朱氏带着琬姐儿直奔老夫人住的地方,苏文瀚则是带着两个儿子由张管家领着,先去了朱晋文的书房。
朱老夫人一见到自己女儿和可爱的外孙女,就高兴地不得了,一叠声地说道:“快,快过来给外祖母看看,看看我们琬姐儿,这大半年的没见了,可是想死外祖母了。”
朱氏带着琬姐儿还没等行礼,琬姐儿就被朱老夫人一把拉了过去,抱在了怀里。
琬姐儿看着这样爽快的外祖母也很是高兴,笑嘻嘻地说道:“我也想死外祖母了,天天想的。”
“你这丫头,天天想怎么就不来看外祖母呢?就会哄我老婆子开心。”朱老夫人说道这里,倒似乎有赌气的成分在里面了。
“那外祖母怎么也就光想着,不去接我了。你去接我的话,母亲肯定就会让我过来的。”琬姐儿故作委屈地道。
“琬姐儿,怎么说话的,我什么时候不让你来看外祖母了?”朱氏看着一大一小两个小孩子似的,无奈地说道。
“别怕你母亲。在侯府里生活了这么多年,倒是越来越好脾气了,做个事情也畏首畏尾的,就是守着孝期,多回娘家几趟又怎么样?也就你狠的下心来,自己不来就算了,还不让我外孙女来…”朱老夫人越说越像个赌气的孩子。
“外祖母,琬姐儿错了,以后一定常常来看你,到时候你可不准嫌琬姐儿走得太勤快了。”琬姐儿见朱老夫人越说越可怜,再说下去就要哭了的样子,虽然知道是装的,但是还是不忍心。
“谁敢嫌弃我们琬姐儿,我可是第一个不饶她的。”一个
58新鲜事
来人正是朱府现在的当家夫人;也就是朱氏的大嫂;朱晋文的妻子罗氏。罗氏因为只生了两个儿子;一直想着要再生一个女儿;特别是自从看到琬姐儿之后;但是这么些年来都没能如愿,也就渐渐死心了。因此对琬姐儿这个外甥女很好,有什么好东西总是不忘稍一份到侯府给琬姐儿,琬姐儿和这个舅母也很是亲近。

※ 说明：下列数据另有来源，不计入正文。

PR #1586, opened 2025-10-30
feat: srw

sophia-bq:
### Summary

introduces the Simple Read/Write Splitting Plugin (srw)

### Description

an alternative to the existing Read/Write Splitting Plugin that connects directly to specified read and write endpoints


docs/using-the-jdbc-driver/CompatibilityCrossPlugins.md
```diff
@@ -88,9 +92,11 @@
...
+| [srw](./using-plugins/UsingTheSimpleReadWriteSplittingPlugin.md)                      | <span style="color:yellow;font-size:15px">&check;</span> | <span style="color:yellow;font-size:15px">&check;</span> | <span style="color:yellow;font-size:15px">&check;</span> | <span style="color:yellow;font-size:15px">&check;</span>                              |
 
 <br>
 
-| Plugin codes / Plugin codes                      | [limitless](./using-plugins/UsingTheLimitlessConnectionPlugin.md) | [bg](./using-plugins/UsingTheBlueGreenPlugin.md) | 
-|--------------------------------------------------|-------------------------------------------------------------------|--------------------------------------------------|
-| [bg](./using-plugins/UsingTheBlueGreenPlugin.md) | <span style="color:red;font-size:20px">&cross;</span>             |                                                  | 
+| Plugin codes / Plugin codes                                      | [limitless](./using-plugins/UsingTheLimitlessConnectionPlugin.md) | [bg](./using-plugins/UsingTheBlueGreenPlugin.md)         |
```
sergiyvamz, line 99: `srw` is not compatible with `readWriteSplitting` plugin.

docs/using-the-jdbc-driver/using-plugins/UsingTheSimpleReadWriteSplittingPlugin.md
```diff
@@ -0,0 +1,78 @@
+# Simple Read/Write Splitting Plugin
+
+The simple read/write splitting plugin adds functionality to switch between endpoints via calls to the `Connection#setReadOnly` method. Based off the values provided in the properties, upon calling `setReadOnly(true)`, the plugin will connect to the given endpoint for read operations. When `setReadOnly(false)` is called, the plugin will connect to the given endpoint for write operations. Future calls to `setReadOnly` will switch between the established writer and reader connections according to the boolean argument you supply to the `setReadOnly` method.
+
+## Loading the Simple Read/Write Splitting Plugin
+
+The simple read/write splitting plugin is not loaded by default. To load the plugin, include it in the `wrapperPlugins` connection parameter. If you would like to load the simple read/write splitting plugin alongside the failover and host monitoring plugins, the simple read/write splitting plugin must be listed before these plugins in the plugin chain. If it is not, failover exceptions will not be properly processed by the plugin. See the example below to properly load the read/write splitting plugin with these plugins.
```
sergiyvamz: > the simple read/write splitting plugin must be listed before these plugins in the plugin chain


That's a bit outdated statement. The driver sort plugins automatically so plugin order isn't so important. However, if user opt out with auto sorting then certainly `srw` should go before `failover` and `efm`.

docs/using-the-jdbc-driver/using-plugins/UsingTheSimpleReadWriteSplittingPlugin.md
```diff
@@ -0,0 +1,78 @@
...
+
+If you would like to use the simple read/write splitting plugin without the failover plugin, make sure you have the `srw` plugin in the `wrapperPlugins` property, and that the failover plugin is not part of it.
+```
+final Properties properties = new Properties();
+properties.setProperty(PropertyDefinition.PLUGINS.name, "srw");
+properties.setProperty("srwWriteEndpoint", "test-db.cluster-XYZ.us-east-2.rds.amazonaws.com");
+properties.setProperty("srwReadEndpoint", "test-db.cluster-ro-XYZ.us-east-2.rds.amazonaws.com");
+```
+
+## Federated Authentication Plugin Parameters
```
sergiyvamz: Federated? Should it be SRW Plugin Parameters?

docs/using-the-jdbc-driver/using-plugins/UsingTheSimpleReadWriteSplittingPlugin.md
```diff
@@ -0,0 +1,78 @@
...
+| `srwWriteEndpoint`        | String  |   Yes    | The endpoint to connect to when `setReadOnly(false)` is called.                               | `null`        | `<cluster-name>.cluster-<XYZ>.<region>.rds.amazonaws.com`    |
+| `srwReadEndpoint`         | String  |    No    | The endpoint to connect to when `setReadOnly(true)` is called.                                | `null`        | `<cluster-name>.cluster-ro-<XYZ>.<region>.rds.amazonaws.com` |
+| `verifyNewSrwConnections` | Boolean |    No    | Enables role-verification for new connections made by the simple read/write splitting plugin. | `true`        | `true`, `false`                                              |
+
+### Limitations of `verifyNewSrwConnections`
+
+The property `verifyNewSrwConnections` is enabled by default. This means that when new connections are made with the simple read/write splitting plugin, a query is sent to the new connection to verify its role. If a write connection connects to a reader, an error is thrown. If a read connection connects to the writer, a warning is logged and the connection is not stored for reuse.
+
+#### Non-Aurora clusters
```
sergiyvamz: Non-Aurora and non RDS Cluster?

docs/using-the-jdbc-driver/using-plugins/UsingTheSimpleReadWriteSplittingPlugin.md
```diff
@@ -0,0 +1,78 @@
...
+The verification step uses an Aurora specific query to determine the role of the connection, if the endpoint is not to an Aurora database, disable `verifyNewSrwConnections` by setting it to `false` in the properties.
+
+#### Autocommit
+If `verifyNewSrwConnections` is enabled and autocommit is set to false when the simple read/write splitting plugin makes a new connection, unexpected errors such as `Cannot change transaction read-only property in the middle of a transaction.` will occur. As part of verification, the plugin executes a query against a new connection, which when autocommit is set to false will open a transaction.
```
sergiyvamz: Can we rephrase it? It's hard to understand when the occurs and what to do to fix it.

docs/using-the-jdbc-driver/using-plugins/UsingTheSimpleReadWriteSplittingPlugin.md
```diff
@@ -0,0 +1,78 @@
...
+If `verifyNewSrwConnections` is enabled and autocommit is set to false when the simple read/write splitting plugin makes a new connection, unexpected errors such as `Cannot change transaction read-only property in the middle of a transaction.` will occur. As part of verification, the plugin executes a query against a new connection, which when autocommit is set to false will open a transaction. 
+If autocommit is essential to a workflow, either establish both internal reader and writer connections before setting autocommit to false or disable `verifyNewSrwConnections` by setting it to `false` in the properties.
+
+## Supplying the connection string
+
+When using the simple read/write splitting plugin against Aurora clusters, you do not have to supply multiple instance URLs in the connection string. Instead, supply just the URL for the initial instance to which you're connecting. You must also include either the failover plugin or the Aurora host list plugin in your plugin chain so that the driver knows to query Aurora for its topology. See the section on [loading the simple read/write splitting plugin](#loading-the-simple-readwrite-splitting-plugin) for more info.
```
sergiyvamz: Aurora and RDS clusters?

sergiyvamz: What is `Aurora host list plugin` ?

docs/using-the-jdbc-driver/using-plugins/UsingTheSimpleReadWriteSplittingPlugin.md
```diff
@@ -0,0 +1,78 @@
...
+## Using the Simple Read/Write Splitting Plugin with RDS Proxy
+
+RDS Proxy provides connection pooling and management that significantly improves application scalability by reducing database connection overhead and enabling thousands of concurrent connections through
+connection multiplexing. Connecting exclusively through the proxy endpoint ensures consistent connection management, automatic failover handling, and centralized monitoring, while protecting the underlying database from connection exhaustion
+and providing a stable abstraction layer that remains consistent even when database topology changes. By providing the read/write endpoint and a read-only endpoint to the simple read/write splitting plugin, the AWS JDBC Driver will connect using 
+these endpoints any time setReadOnly is called. 
+
+To take full advantage of the benefits of RDS Proxy it is recommended to only connect through RDS Proxy endpoints. See [Using the AWS JDBC Driver with RDS Proxy](./../../../README.md#rds-proxy) for limitations.
+
+## Using the Simple Read/Write Splitting Plugin against non-Aurora clusters
```
sergiyvamz: non-Aurora and non-RDS Clusters?

docs/using-the-jdbc-driver/using-plugins/UsingTheSimpleReadWriteSplittingPlugin.md
```diff
@@ -0,0 +1,78 @@
...
+
+The simple read/write splitting plugin can be used to switch between any two endpoints. If the endpoints do not direct to an Aurora database, ensure the property `verifyNewSrwConnections` is set to `false`. See [Limitations of verifyNewSrwConnections](UsingTheSimpleReadWriteSplittingPlugin.md#non-aurora-clusters) for details.
```
sergiyvamz: the same, Aurora or RDS Cluster

docs/using-the-jdbc-driver/using-plugins/UsingTheSimpleReadWriteSplittingPlugin.md
```diff
@@ -0,0 +1,78 @@
...
+
+Verify plugin compatibility within your driver configuration using the [compatibility guide](../Compatibility.md).
+
+### Failover
+
+Immediately following a failover event, due to DNS caching, an Aurora cluster endpoint may connect to the previous writer, and the read-only endpoint may connect to the new primary instance. To avoid stale DNS connections, as well as errors/warnings from the verification logic we recommend including the [Aurora Initial Connection Strategy Plugin](./UsingTheAuroraInitialConnectionStrategyPlugin.md) in your configuration.
```
sergiyvamz: I think that using `initialConnection` plugin ruins `srw` plugin. I don't think they're compatible.

docs/using-the-jdbc-driver/CompatibilityCrossPlugins.md
sergiyvamz: and it's not compatible with `initialConnection`.

sergiyvamz: and not with `auroraStaleDns`

docs/using-the-jdbc-driver/using-plugins/UsingTheSimpleReadWriteSplittingPlugin.md
```diff
@@ -0,0 +1,78 @@
+# Simple Read/Write Splitting Plugin
+
+The simple read/write splitting plugin adds functionality to switch between endpoints via calls to the `Connection#setReadOnly` method. Based off the values provided in the properties, upon calling `setReadOnly(true)`, the plugin will connect to the given endpoint for read operations. When `setReadOnly(false)` is called, the plugin will connect to the given endpoint for write operations. Future calls to `setReadOnly` will switch between the established writer and reader connections according to the boolean argument you supply to the `setReadOnly` method.
```
sergiyvamz: We need to mention that this plugin doesn't rely on cluster topology but just on provided endpoints and their DNS resolution.

examples/AWSDriverExample/src/main/java/software/amazon/SimpleReadWriteSplittingMySQLExample.java
```diff
@@ -0,0 +1,142 @@
...
+  private static final String PASSWORD = "password";
+  private static final String SRW_WRITE_ENDPOINT = "test-db.cluster-XYZ.us-east-2.rds.amazonaws.com";
+  private static final String SRW_READ_ENDPOINT = "test-db.cluster-ro-XYZ.us-east-2.rds.amazonaws.com";
+
+  public static void main(String[] args) throws SQLException {
+
+    final Properties props = new Properties();
+
+    // Enable srw, failover, and efm2 plugins and set properties
+    props.setProperty(PropertyDefinition.PLUGINS.name, "srw,failover,efm2");
```
sergiyvamz: Lets use `failover2` to promote it.

wrapper/src/main/java/software/amazon/jdbc/plugin/AuroraInitialConnectionStrategyPlugin.java
```diff
@@ -130,9 +130,6 @@ public void initHostProvider(
       final JdbcCallable<Void, SQLException> initHostProviderFunc) throws SQLException {
 
     this.hostListProviderService = hostListProviderService;
-    if (hostListProviderService.isStaticHostListProvider()) {
```
sergiyvamz: why?

wrapper/src/main/java/software/amazon/jdbc/plugin/srw/SimpleReadWriteSplittingPlugin.java
```diff
@@ -0,0 +1,526 @@
...
+      throw new
+          RuntimeException(
+          Messages.get(
+              "SimpleReadWriteSplittingPlugin.missingRequiredConfigParameter",
+              new Object[] {SRW_WRITE_ENDPOINT.name}));
+    }
+    this.pluginService = pluginService;
+    this.properties = properties;
+    this.writeEndpoint = writeEndpoint;
+    this.readEndpoint = SRW_READ_ENDPOINT.getString(properties);
```
sergiyvamz: Does it mean that SRW_READ_ENDPOINT is optional parameter?

wrapper/src/main/java/software/amazon/jdbc/plugin/srw/SimpleReadWriteSplittingPlugin.java
```diff
@@ -0,0 +1,526 @@
...
+        && (!this.verifyNewConnections || this.pluginService.getHostRole(currentConnection) == HostRole.WRITER)) {
+      setWriterConnection(currentConnection, currentHost);
+    } else if (isReadEndpoint(currentHost) && !currentConnection.equals(this.readerConnection)
+        && (!this.verifyNewConnections || this.pluginService.getHostRole(currentConnection) == HostRole.READER)) {
+      setReaderConnection(currentConnection, currentHost);
+    }
+  }
+
+  private boolean isWriteEndpoint(final @NonNull HostSpec hostSpec) {
+    return Objects.equals(hostSpec.getHost(), this.writeEndpoint);
```
sergiyvamz: We need to use getHostAndPort() and verify equalsIgnoreCase()

wrapper/src/main/java/software/amazon/jdbc/plugin/srw/SimpleReadWriteSplittingPlugin.java
```diff
@@ -0,0 +1,526 @@
...
+  }
+
+  private void getNewWriterConnection() throws SQLException {
+    if (this.writeEndpointHostSpec == null) {
+      this.writeEndpointHostSpec = createHostSpec(this.writeEndpoint, HostRole.WRITER);
+    }
+    final Connection conn = this.pluginService.connect(this.writeEndpointHostSpec, this.properties, this);
+
+    if (this.verifyNewConnections && this.pluginService.getHostRole(conn) != HostRole.WRITER) {
+      logAndThrowException(
```
sergiyvamz, line 567: Need retry logic as discussed

wrapper/src/main/java/software/amazon/jdbc/plugin/srw/SimpleReadWriteSplittingPlugin.java
```diff
@@ -0,0 +1,526 @@
...
+          Messages.get("SimpleReadWriteSplittingPlugin.writerEndpointConnectedToReader",
+              new Object[]{this.writeEndpoint}));
+    }
+
+    setWriterConnection(conn, writeEndpointHostSpec);
+    switchCurrentConnectionTo(this.writerConnection, writeEndpointHostSpec);
+  }
+
+  private void getNewReaderConnection() throws SQLException {
```
sergiyvamz: Need retry logic as discussed

wrapper/src/test/java/integration/container/tests/SimpleReadWriteSplittingTest.java
```diff
@@ -0,0 +1,192 @@
...
+    TestEnvironmentFeatures.BLUE_GREEN_DEPLOYMENT,
+    TestEnvironmentFeatures.RUN_DB_METRICS_ONLY})
+@EnableOnNumOfInstances(min = 2)
+@MakeSureFirstInstanceWriter
+@Order(15)
+
+
+public class SimpleReadWriteSplittingTest extends ReadWriteSplittingTests {
+  String pluginCode = "srw";
+  String pluginCodesWithFailover = "failover,efm2,srw,initialConnection";
```
sergiyvamz: failover2

wrapper/src/main/java/software/amazon/jdbc/plugin/srw/SimpleReadWriteSplittingPlugin.java
sophia-bq: I've updated it so that SRW_READ_ENDPOINT is required

wrapper/src/main/java/software/amazon/jdbc/plugin/srw/SimpleReadWriteSplittingPlugin.java
sophia-bq: Are we expecting that the port is included in the endpoint?

wrapper/src/main/java/software/amazon/jdbc/plugin/failover/FailoverConnectionPlugin.java
```diff
@@ -346,35 +346,38 @@ void initHostProvider(
 
   @Override
   public void notifyNodeListChanged(final Map<String, EnumSet<NodeChangeOptions>> changes) {
+    try {
+      if (!this.enableFailoverSetting) {
```
karenc-bq: Curious, if we don't have failover enabled do we still want to call `this.staleDnsHelper.notifyNodeListChanged(changes);`?
Do we want to move this outside of the try-finally

sophia-bq: Good catch, I think moving the check for failover enabled outside of the try catch would be better

docs/using-the-jdbc-driver/using-plugins/UsingTheSimpleReadWriteSplittingPlugin.md
```diff
@@ -0,0 +1,98 @@
...
+The Simple Read/Write Splitting Plugin is not loaded by default. To load the plugin, include it in the `wrapperPlugins` connection parameter. 
+
+```
+final Properties properties = new Properties();
+properties.setProperty(PropertyDefinition.PLUGINS.name, "srw,failover2,efm2");
+properties.setProperty("srwWriteEndpoint", "test-db.cluster-XYZ.us-east-2.rds.amazonaws.com");
+properties.setProperty("srwReadEndpoint", "test-db.cluster-ro-XYZ.us-east-2.rds.amazonaws.com");
+```
+
+If you would like to use the Simple Read/Write Splitting Plugin without the failover plugin, make sure you have the `srw` plugin in the `wrapperPlugins` property, and that the failover plugin is not part of it.
```
aaron-congo: I know we use a similar blurb to this for the docs for the RW plugin but I can't remember why we mentioned this for this specific combination of plugins. Should we consider removing it? It seems self-explanatory to me.

docs/using-the-jdbc-driver/using-plugins/UsingTheSimpleReadWriteSplittingPlugin.md
```diff
@@ -0,0 +1,98 @@
...
+|------------------------------|:-------:|:--------:|:----------------------------------------------------------------------------------------------------------------------------------------------|---------------|--------------------------------------------------------------|
+| `srwWriteEndpoint`           | String  |   Yes    | The endpoint to connect to when `setReadOnly(false)` is called.                                                                               | `null`        | `<cluster-name>.cluster-<XYZ>.<region>.rds.amazonaws.com`    |
+| `srwReadEndpoint`            | String  |   Yes    | The endpoint to connect to when `setReadOnly(true)` is called.                                                                                | `null`        | `<cluster-name>.cluster-ro-<XYZ>.<region>.rds.amazonaws.com` |
+| `verifyNewSrwConnections`    | Boolean |    No    | Enables role verification for new connections made by the Simple Read/Write Splitting Plugin.                                                 | `true`        | `true`, `false`                                              |
```
aaron-congo:
```suggestion
| `verifyNewSrwConnections`    | Boolean |    No    | Enables writer/reader role verification for new connections made by the Simple Read/Write Splitting Plugin.                                                 | `true`        | `true`, `false`                                              |
```

docs/using-the-jdbc-driver/using-plugins/UsingTheSimpleReadWriteSplittingPlugin.md
```diff
@@ -0,0 +1,98 @@
...
+If you would like to use the Simple Read/Write Splitting Plugin without the failover plugin, make sure you have the `srw` plugin in the `wrapperPlugins` property, and that the failover plugin is not part of it.
+```
+final Properties properties = new Properties();
+properties.setProperty(PropertyDefinition.PLUGINS.name, "srw");
+properties.setProperty("srwWriteEndpoint", "test-db.cluster-XYZ.us-east-2.rds.amazonaws.com");
+properties.setProperty("srwReadEndpoint", "test-db.cluster-ro-XYZ.us-east-2.rds.amazonaws.com");
+```
+
+## Simple Read/Write Splitting Plugin Parameters
+| Parameter                    |  Value  | Required | Description                                                                                                                                   | Default Value | Example Value                                                |
```
aaron-congo:
```suggestion
| Parameter                    |  Value  | Required | Description                                                                                                                                   | Default Value | Example Values                                                |
```

docs/using-the-jdbc-driver/using-plugins/UsingTheSimpleReadWriteSplittingPlugin.md
aaron-congo: What is the difference between `verifyNewSrwConnections` and `verifyOpenedConnectionType`? It sounds like the first enables verification of both readers and writers when setReadOnly is called, but the second enables verification for only "writers" or only "readers"? If the first is set but the second is not, does it verify both?

docs/using-the-jdbc-driver/using-plugins/UsingTheSimpleReadWriteSplittingPlugin.md
```diff
@@ -0,0 +1,98 @@
...
+
+## How the Simple Read/Write Splitting Plugin Verifies Connections
+
+The property `verifyNewSrwConnections` is enabled by default. This means that when new connections are made with the Simple Read/Write Splitting Plugin, a query is sent to the new connection to verify its role. If the connection cannot be verified as having the correct role—that is, a write connection is not connected to a writer, or a read connection is not connected to a reader—the plugin will retry the connection up to the time limit of `srwConnectRetryTimeoutMs`. 
+
+The values of `srwConnectRetryTimeoutMs` and `srwConnectRetryIntervalMs` control the timing and aggressiveness of the plugin's retries.
+
+Additionally, to consistently ensure the role of connections made with the plugin, the plugin also provides role verification for the initial connection. When connecting with an RDS writer cluster or reader cluster endpoint, the plugin will retry the initial connection up to `srwConnectRetryTimeoutMs` until it has verified connection to the intended role of the endpoint.
```
aaron-congo:
```suggestion
Additionally, to consistently ensure the role of connections made with the plugin, the plugin also provides role verification for the initial connection. When connecting with an RDS writer cluster or reader cluster endpoint, the plugin will retry the initial connection up to `srwConnectRetryTimeoutMs` until it has verified the intended role of the endpoint.
```

docs/using-the-jdbc-driver/using-plugins/UsingTheSimpleReadWriteSplittingPlugin.md
```diff
@@ -0,0 +1,98 @@
...
+If it is unable to return a verified initial connection, it will log a message and continue with the normal workflow of the other plugins.
+When connecting with custom endpoints and other non-standard URLs, role verification on the initial connection can also be triggered by providing the expected role through the `verifyOpenedConnectionType` parameter. Set this to `writer` or `reader` accordingly.
```
aaron-congo: Can we consider changing the name from verifyOpenedConnectionType to verifyInitialConnectionType? I think it would be a bit clearer

docs/using-the-jdbc-driver/using-plugins/UsingTheSimpleReadWriteSplittingPlugin.md
aaron-congo: Can we add "More details below" to the descriptions for the bottom 4 parameters?

docs/using-the-jdbc-driver/using-plugins/UsingTheSimpleReadWriteSplittingPlugin.md
```diff
@@ -0,0 +1,98 @@
...
+## How the Simple Read/Write Splitting Plugin Verifies Connections
+
+The property `verifyNewSrwConnections` is enabled by default. This means that when new connections are made with the Simple Read/Write Splitting Plugin, a query is sent to the new connection to verify its role. If the connection cannot be verified as having the correct role—that is, a write connection is not connected to a writer, or a read connection is not connected to a reader—the plugin will retry the connection up to the time limit of `srwConnectRetryTimeoutMs`. 
+
+The values of `srwConnectRetryTimeoutMs` and `srwConnectRetryIntervalMs` control the timing and aggressiveness of the plugin's retries.
+
+Additionally, to consistently ensure the role of connections made with the plugin, the plugin also provides role verification for the initial connection. When connecting with an RDS writer cluster or reader cluster endpoint, the plugin will retry the initial connection up to `srwConnectRetryTimeoutMs` until it has verified connection to the intended role of the endpoint.
+If it is unable to return a verified initial connection, it will log a message and continue with the normal workflow of the other plugins.
```
aaron-congo, line 37: Is this referring to the case when we successfully check the role but it does not align with what we expected? Or is this the case when we cannot determine the role we are connected to?

docs/using-the-jdbc-driver/using-plugins/UsingTheSimpleReadWriteSplittingPlugin.md
```diff
@@ -0,0 +1,98 @@
...
+When connecting with custom endpoints and other non-standard URLs, role verification on the initial connection can also be triggered by providing the expected role through the `verifyOpenedConnectionType` parameter. Set this to `writer` or `reader` accordingly.
+
+## Limitations When Verifying Connections
+
+#### Non-RDS clusters
+The verification step determines the role of the connection by executing a query against it. If the endpoint is not part of an Aurora or RDS cluster, disable `verifyNewSrwConnections` by setting it to `false` in the properties.
```
aaron-congo:
```suggestion
The verification step determines the role of the connection by executing a query against it. If the endpoint is not part of an Aurora or RDS cluster, the plugin will not be able to verify the role, so `verifyNewSrwConnections` must be set to `false`.
```

docs/using-the-jdbc-driver/using-plugins/UsingTheSimpleReadWriteSplittingPlugin.md
```diff
@@ -0,0 +1,98 @@
...
+- as part of setReadOnly, a new connection is opened
+- that connection's role is verified
+
+This is a result of the plugin executing the role-verification query against a new connection, and when autocommit is false, this opens a transaction. 
+
+If autocommit is essential to a workflow, either ensure the plugin has connected to the desired target connection of the setReadOnly query before setting autocommit to false or disable `verifyNewSrwConnections`. Examples of the former can be found in the [Simple Read/Write Splitting Examples](UsingTheSimpleReadWriteSplittingPlugin.md#examples).
+
+## Using the Simple Read/Write Splitting Plugin with RDS Proxy
+
+RDS Proxy provides connection pooling and management that significantly improve application scalability by reducing database connection overhead and enabling thousands of concurrent connections through
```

罗氏进了屋;先是像朱老夫人请了安,又和朱氏问了好;这才看向琬姐儿。
琬姐儿见罗氏看向了自己,一连串的说道:“琬姐儿给大舅母请安;祝大舅身体健康;万事如意,一年比一年更漂亮!”
罗氏听了琬姐儿的话笑得更加欢乐了,直拉着琬姐儿的手说道:“也不知道姑奶奶给这丫头吃了多少糖,瞧这小嘴甜的。”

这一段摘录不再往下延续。